Common Entry Points and Triggers
Any break in the skin around your nail or damage to the nail itself creates an opportunity. Some of the most common scenarios include:
- Microtrauma from footwear. Shoes that press against the toenails, especially during running or hiking, cause tiny, repeated injuries to the nail plate and surrounding skin.
- Public wet surfaces. Shower floors at pools, gyms, and dorms are well-known transmission sites. Fungal spores shed from one person’s feet land on the warm, wet floor and transfer to the next barefoot person who walks through.
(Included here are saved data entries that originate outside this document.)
PR #253, opened 2026-04-20
Optimize s0fs materialization and cold reads

### LINKED ISSUE #252: Optimize s0fs materialization and cold-read path for production volume performance
## Context

The current s0fs materializer is safe enough for basic persistence, but it has several production performance and operability risks:

- Background materialization coalesces writes, but each successful materialize rewrites the current full file-data state into a new segment.
- Old manifests and segments are not reclaimed by the s0fs materializer path.
- Cold reads for many small files issue one object-store range read per file even when the files live in the same segment.
- Snapshot/fork and owner handoff paths need stronger tests around materialize visibility.

## Goals

- Avoid full-segment rewrite for unchanged cold data during materialize.
- Keep current-manifest reads efficient for small-file workloads.
- Add GC or reachable-object discipline for materialized segments/manifests.
- Preserve POSIX correctness and snapshot/fork correctness.
- Add unit, integration, and e2e coverage for mounted volume writes, API visibility, materialize reload, and cold small-file reads.

## Non-goals

- Do not reintroduce JuiceFS.
- Do not route the mounted volume hot path back through storage-proxy.
- Do not weaken RWO correctness for performance.

## Validation

- Unit tests for s0fs materializer/read path.
- Storage-proxy/ctld integration tests where applicable.
- Remote kind e2e covering mounted volume write/read and volume API visibility.

laotoutou:
## Summary

Closes #252.

This PR changes s0fs materialization from full data rewrite on every dirty flush to a retained-cold-data model:

- retain unchanged cold file extents across materializations instead of hydrating and rewriting them;
- write a new segment only for hot/modified file data;
- switch the owner engine to the materialized cold manifest state after a successful materialize;
- add a bounded per-engine segment cache so small-file cold reads from the same packed segment avoid one S3 range GET per file;
- keep snapshot/fork/export paths using inline hydrated state so snapshots and forks do not reference source-volume segments;
- extend e2e mounted-volume coverage with a small-file batch written inside the sandbox and read back through the volume API.

## Tests

- `go test ./storage-proxy/pkg/s0fs`
- `go test ./storage-proxy/pkg/snapshot`
- `go test ./storage-proxy/pkg/fsserver ./storage-proxy/pkg/http`
- `go test ./tests/e2e/cases ./tests/e2e/utils`
- `go test ./ctld/internal/ctld/...`
- `go test ./storage-proxy/...`
- `go test ./...` partially passed all non-e2e packages; local e2e failed before running specs because local Docker is unavailable: `Cannot connect to the Docker daemon at unix:///var/run/docker.sock`.
- pre-push hook passed: manifests/proto/apispec/fmt/tidy/vendor/golangci-lint.

### DIFF
--- a/storage-proxy/pkg/s0fs/engine.go
+++ b/storage-proxy/pkg/s0fs/engine.go
@@ -6,7 +6,6 @@ import (
 	"context"
 	"errors"
 	"fmt"
-	"io"
 	"os"
 	"slices"
 	"sync"
@@ -498,7 +497,7 @@ func (e *Engine) SyncMaterialize(ctx context.Context) (*Manifest, error) {
 		return nil, nil
 	}
 	version := e.mutationVersion
-	state, err := e.exportStateLocked()
+	state, err := e.materializeStateLocked()
 	if err != nil {
 		e.mu.RUnlock()
 		return nil, err
@@ -514,6 +513,9 @@ func (e *Engine) SyncMaterialize(ctx context.Context) (*Manifest, error) {
 	e.mu.Lock()
 	defer e.mu.Unlock()
 	if e.mutationVersion == version {
+		if manifest.State != nil {
+			e.replaceStateLocked(cloneState(manifest.State))
+		}
 		if err := e.persistCurrentStateLocked(); err != nil {
 			return nil, err
 		}
@@ -959,6 +961,19 @@ func (e *Engine) exportStateLocked() (*SnapshotState, error) {
 	return state, nil
 }
 
+func (e *Engine) materializeStateLocked() (*SnapshotState, error) {
+	state := cloneState(e.currentStateLocked())
+	if len(state.ColdFiles) == 0 {
+		return state, nil
+	}
+	for inode := range state.ColdFiles {
+		if state.Nodes[inode] == nil {
+			delete(state.ColdFiles, inode)
+		}
+	}
+	return state, nil
+}
+
 func (e *Engine) readFileLocked(node *Node, inode uint64, offset uint64, size uint64) ([]byte, error) {
 	if node == nil {
 		return nil, ErrNotFound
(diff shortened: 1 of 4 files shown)


laotoutou:
Remote kind validation passed for the volume scenario.

Command run on the remote kind host:

```bash
cd /root/infra && \
  unset http_proxy https_proxy all_proxy && \
  GOWORK=off \
  E2E_USE_EXISTING_CLUSTER=true \
  E2E_SINGLE_CLUSTER_SCENARIOS=volumes \
  go test -v -count=1 ./tests/e2e/scenarios/single-cluster -timeout=30m
```

Result:

```text
Ran 12 of 48 Specs in 185.562 seconds
SUCCESS! -- 12 Passed | 0 Failed | 0 Pending | 36 Skipped
PASS
ok github.com/sandbox0-ai/sandbox0/tests/e2e/scenarios/single-cluster 185.590s
```

This run includes the updated claim-mounted volume e2e path with a small-file batch written inside the sandbox mount and read back through the volume API.

laotoutou:
Remote kind follow-up after merge.

Earlier remote validation was not only a unit check: I rebuilt/redeployed the PR branch into the remote kind cluster with `make test-again`, then ran the targeted volumes e2e scenario:

```text
E2E_USE_EXISTING_CLUSTER=true E2E_SINGLE_CLUSTER_SCENARIOS=volumes go test -v -count=1 ./tests/e2e/scenarios/single-cluster -timeout=30m
12 Passed | 0 Failed | 36 Skipped
```

After merge, I reran the remote kind deployment and added pod-local mounted-volume benchmarks from inside a claimed sandbox pod. The mounted path was verified as `fuse.sandbox0-volume`:

```text
sandbox0-volume-portal on /workspace/bench-volume type fuse.sandbox0-volume
```

Workload: 500 files, 256 bytes/file, 3 rounds median, measured inside the sandbox pod. Each round writes files, runs `sync`, then reads and list+stats. This script counts parent `mkdir -p` in the write phase, which is the more conservative benchmark variant.

| Path | Write ops/s | Read ops/s | list+stat ops/s |
| --- | ---: | ---: | ---: |
| pod local `/tmp` | 9,728.7 | 44,824.4 | 179,566.1 |
| mounted s0fs volume `/workspace/bench-volume` | 1,452.6 | 5,728.7 | 48,445.5 |

For reference, I also ran a variant with directories pre-created before timing writes:

| Path | Write ops/s | Read ops/s | list+stat ops/s |
| --- | ---: | ---: | ---: |
| pod local `/tmp` | 15,471.8 | 31,333.6 | 171,467.2 |
| mounted s0fs volume `/workspace/bench-volume` | 1,692.4 | 5,815.6 | 98,293.3 |

Compared directionally with the previous thread baseline for mounted s0fs (`write 1,269.7`, `read 1,981.7`, `list+stat 13,889.5` ops/s), the conservative rerun shows:

- Write: ~1.1x
- Read: ~2.9x
- list+stat: ~3.5x

The read/list improvements match the intended effect of avoiding repeated cold segment range reads and retaining cold materialized state. Write remains primarily bounded by the mounted FUSE/ctld/s0fs write path rather than this PR's cold-read/materialization changes.

PR #257, opened 2026-04-20
Fix e2e binary response contract validation

laotoutou:
## Summary

This PR fixes the e2e OpenAPI contract validator for raw binary responses:

- keep `application/octet-stream` payloads as strings even when the payload is empty;
- allow empty binary file reads to validate against `type: string, format: binary` instead of being normalized to `null`;
- add e2e utils coverage for empty and non-empty SandboxVolume file reads.

This was hit while running the remote kind volume e2e after the dirty-close WAL sync change: the API returned a valid `application/octet-stream` response, but the test validator normalized the empty body to `null` and failed schema validation before the scenario could continue.

## Tests

- `go test ./tests/e2e/utils`
- `go test ./storage-proxy/pkg/s0fs ./storage-proxy/pkg/fsserver ./ctld/internal/ctld/portal`
- pre-push hook passed: manifests/proto/apispec/fmt/tidy/vendor/golangci-lint

### DIFF
--- a/tests/e2e/utils/contract_helpers.go
+++ b/tests/e2e/utils/contract_helpers.go
@@ -176,14 +176,8 @@ func normalizePayload(contentType string, payload any) (any, error) {
 	if !isJSONContentType(contentType) {
 		switch value := payload.(type) {
 		case []byte:
-			if len(value) == 0 {
-				return nil, nil
-			}
 			return string(value), nil
 		case string:
-			if strings.TrimSpace(value) == "" {
-				return nil, nil
-			}
 			return value, nil
 		default:
 			return payload, nil
--- a/tests/e2e/utils/contract_helpers_test.go
+++ b/tests/e2e/utils/contract_helpers_test.go
@@ -1,0 +1,32 @@
+package utils
+
+import (
+	"net/http"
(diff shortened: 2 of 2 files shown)


laotoutou:
Remote kind validation completed on the updated branch.

Commands run on `kind`:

- Nail salon tools. Improperly sterilized clippers and files can carry spores from one client to the next.
- Athlete’s foot. A fungal skin infection on your foot can migrate to the nail. The same dermatophyte species cause both conditions, and leaving athlete’s foot untreated gives the fungus time to reach the nail.
Who Is Most Vulnerable
Nail fungus becomes more common with age, largely because nails grow more slowly, get drier, and develop more cracks over time. Reduced blood circulation in the feet also plays a role, since less blood flow means fewer immune cells patrolling the area.
People with diabetes face roughly three times the risk of developing nail fungus compared to people without it. Chronically elevated blood sugar weakens immune cell function, making it harder for the body to fight off fungal invaders. A cross-sectional study in Spain found that among people with diabetes, the risk climbed even higher for those with poor blood sugar control, cardiovascular disease, or a history of circulation problems in the legs. These individuals were also more likely to develop mixed infections involving multiple fungal species at once.
Other factors that raise your risk include psoriasis, a suppressed immune system (from medication or illness), heavy sweating, and a history of athlete’s foot. Working in jobs that keep your feet enclosed for long shifts, or that involve frequent hand-washing, can also set the stage.
What Early Nail Fungus Looks Like
The first visible sign is usually a small white or yellowish-brown spot near the tip of the nail. It’s easy to dismiss as a bruise or cosmetic blemish. At this stage, the fungus is just beginning to colonize the underside of the nail plate, and the nail still looks mostly normal.
As the infection progresses over weeks to months, the nail starts to thicken. You may notice the color spreading from the tip toward the base, and the texture becoming chalky or crumbly at the edges. Eventually, the nail can warp in shape, develop a foul smell, or begin separating from the nail bed entirely. That separation creates even more space for fungal growth, which is why untreated infections tend to worsen rather than resolve on their own.
Why It Spreads Once Established
Nail fungus is notoriously persistent because the nail plate itself has no blood supply. Your immune system can fight infections in living tissue, but a nail is made of dead keratin cells stacked in dense layers. Once fungi are embedded inside, immune cells simply can’t reach them. The infection sits protected inside the nail while continuing to produce spores that can spread to adjacent nails or to other people.
This is also why treatment takes so long. Oral or topical antifungal medications can kill the fungus at the nail bed and in newly growing nail, but the already-infected portion of the nail has to physically grow out and be trimmed away. For toenails, that process can take 12 to 18 months. Starting treatment early, when the infection is still a small spot near the nail tip, gives you the best chance of clearing it before it reaches the base of the nail and becomes much harder to eliminate.